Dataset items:
Start of Block
PR #545, opened 2022-03-13
Use passwordProtection to read MAC keys from keystore

runtarinn:
Use the passwordProtection object if not null to supply keys for MAC keys instead of using the keystore password all the time. This is consistent with how asymmetric keys password is supplied.


pmlopes:
Thanks @runtarinn !

PR #546, opened 2022-03-16
Ensure that the PRNG works with and without context

pmlopes:
Motivation:

Downstream projects (Quarkus) block access to the vert.x context. Even though PRNG was built to avoid duplication, we cannot throw exceptions as it would block applications from starting.

The behavior is changed to allow running without a context and fall back to having multiple instances.


cescoffier (approved):

FroMage:
Can we backport this?

pmlopes:
@FroMage cherry picked to 4.2.6

FroMage:
Great!

PR #549, opened 2022-04-05
Replace JDBC with SQL Client

pmlopes:
Motivation:

Currently we have 2 ways of achieving the same result. This PR shows that we can achive the same result just with one module.

If we all agree we, can deprecate the `vertx-auth-jdbc` like shiro.

### DIFF
--- a/vertx-auth-jdbc/src/main/java/io/vertx/ext/auth/jdbc/JDBCAuthentication.java
+++ b/vertx-auth-jdbc/src/main/java/io/vertx/ext/auth/jdbc/JDBCAuthentication.java
@@ -24,6 +24,8 @@ import io.vertx.ext.jdbc.JDBCClient;
 import java.util.Map;
 
 /**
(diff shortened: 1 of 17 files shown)


pmlopes:
The current `vertx-jdbc-client` is capable of working with the same API as the remaining asynchronous clients. We now have 2 modules in auth that provide the same functionality:

* vertx-auth-jdbc
* vertx-auth-sql-client

I'd like to get the feeling if anyone opposes the idea of **deprecating** `vertx-auth-jdbc`, like we did in the past for `shiro`.

**NOTE**: This is only on the auth project, `jdbc-client` isn't going away!

Why would I like to deprecate `auth-jdbc`?

Because `auth-jdbc` is based on the previous API that isn't type safe. This API causes troubles with procedures and callable statements (on some drivers). Also, keeping it keeps the APIs inconsistent as we now have 2 different ways of achieving the same result, which is always a pattern of bad design I'd like to correct.

PR #563, opened 2022-05-31
Avoid explicitly depend on databind

pmlopes:

Motivation:

Internally we depend on jackson-cbor which requires databind. The CBOR decoding is not public and only used internally, so we could skip pulling the databind dependency as it has been a source of emergency releases due to CVEs.


pmlopes:
FYI: @paulgallagher75

Issue #567, opened 2022-06-24
4.2.1: NoSuchAlgorithmException: RSA-OAEP no longer a warning


rzorzorzo:
### Questions

Do not use this issue tracker to ask questions, instead use one of these [channels](https://vertx.io/community/). Questions will likely be closed without notice.

### Version

4.2.1

### Context

I encountered an exception which looks suspicious while ...

### Do you have a reproducer?

JWTUtil.setupJwtAuth();

throws an exception and does not iterate through all algorithms.

### Extra
i am migrating from 3.2.1 to 4.2.1
with 3.2.1 JWTUtil.setupJwtAuth(); did not throw an exception, so setup completed correctly.

to resolve change:

in io.vertx.ext.auth.jwt.impl.JWTAuthProviderImpl

        for (JsonObject jwk : jwks) {

            //this.jwt.addJWK(new JWK(jwk));

             // +++ should be warning not throw an exception

             try

             {

          this.jwt.addJWK(new JWK(jwk));

             }

             catch (Exception ex)

             {

                   System.out.println("warning: "+ex.getMessage());

             }

             // +++

        }

pmlopes:
Closed by the PR listed above

PR #569, opened 2022-06-27
Issues/567

pmlopes:
Motivation:

Keep the behavior consistent with previous releases and across modules. Unsupported JWKs are ignored.


pmlopes:
Fixes #567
End of Block
> _EXERCISE_
Exactly as they appear above, give the entries again.

> _TASK ANSWER_
PR #545, opened 2022-03-13
Use passwordProtection to read MAC keys from keystore

runtarinn:
Use the passwordProtection object if not null to supply keys for MAC keys instead of using the keystore password all the time. This is consistent with how asymmetric keys password is supplied.


pmlopes:
Thanks @runtarinn !

PR #546, opened 2022-03-16
Ensure that the PRNG works with and without context

pmlopes:
Motivation:

Downstream projects (Quarkus) block access to the vert.x context. Even though PRNG was built to avoid duplication, we cannot throw exceptions as it would block applications from starting.

The behavior is changed to allow running without a context and fall back to having multiple instances.


cescoffier (approved):

FroMage:
Can we backport this?

pmlopes:
@FroMage cherry picked to 4.2.6

FroMage:
Great!

PR #549, opened 2022-04-05
Replace JDBC with SQL Client

pmlopes:
Motivation:

Currently we have 2 ways of achieving the same result. This PR shows that we can achive the same result just with one module.

If we all agree we, can deprecate the `vertx-auth-jdbc` like shiro.

### DIFF
--- a/vertx-auth-jdbc/src/main/java/io/vertx/ext/auth/jdbc/JDBCAuthentication.java
+++ b/vertx-auth-jdbc/src/main/java/io/vertx/ext/auth/jdbc/JDBCAuthentication.java
@@ -24,6 +24,8 @@ import io.vertx.ext.jdbc.JDBCClient;
 import java.util.Map;
 
 /**
(diff shortened: 1 of 17 files shown)


pmlopes:
The current `vertx-jdbc-client` is capable of working with the same API as the remaining asynchronous clients. We now have 2 modules in auth that provide the same functionality:

* vertx-auth-jdbc
* vertx-auth-sql-client

I'd like to get the feeling if anyone opposes the idea of **deprecating** `vertx-auth-jdbc`, like we did in the past for `shiro`.

**NOTE**: This is only on the auth project, `jdbc-client` isn't going away!

Why would I like to deprecate `auth-jdbc`?

Because `auth-jdbc` is based on the previous API that isn't type safe. This API causes troubles with procedures and callable statements (on some drivers). Also, keeping it keeps the APIs inconsistent as we now have 2 different ways of achieving the same result, which is always a pattern of bad design I'd like to correct.

PR #563, opened 2022-05-31
Avoid explicitly depend on databind

pmlopes:

Motivation:

Internally we depend on jackson-cbor which requires databind. The CBOR decoding is not public and only used internally, so we could skip pulling the databind dependency as it has been a source of emergency releases due to CVEs.


pmlopes:
FYI: @paulgallagher75

Issue #567, opened 2022-06-24
4.2.1: NoSuchAlgorithmException: RSA-OAEP no longer a warning


rzorzorzo:
### Questions

Do not use this issue tracker to ask questions, instead use one of these [channels](https://vertx.io/community/). Questions will likely be closed without notice.

### Version

4.2.1

### Context

I encountered an exception which looks suspicious while ...

### Do you have a reproducer?

JWTUtil.setupJwtAuth();

throws an exception and does not iterate through all algorithms.

### Extra
i am migrating from 3.2.1 to 4.2.1
with 3.2.1 JWTUtil.setupJwtAuth(); did not throw an exception, so setup completed correctly.

to resolve change:

in io.vertx.ext.auth.jwt.impl.JWTAuthProviderImpl

        for (JsonObject jwk : jwks) {

            //this.jwt.addJWK(new JWK(jwk));

             // +++ should be warning not throw an exception

             try

             {

          this.jwt.addJWK(new JWK(jwk));

             }

             catch (Exception ex)

             {

                   System.out.println("warning: "+ex.getMessage());

             }

             // +++

        }

pmlopes:
Closed by the PR listed above

PR #569, opened 2022-06-27
Issues/567

pmlopes:
Motivation:

Keep the behavior consistent with previous releases and across modules. Unsupported JWKs are ignored.


pmlopes:
Fixes #567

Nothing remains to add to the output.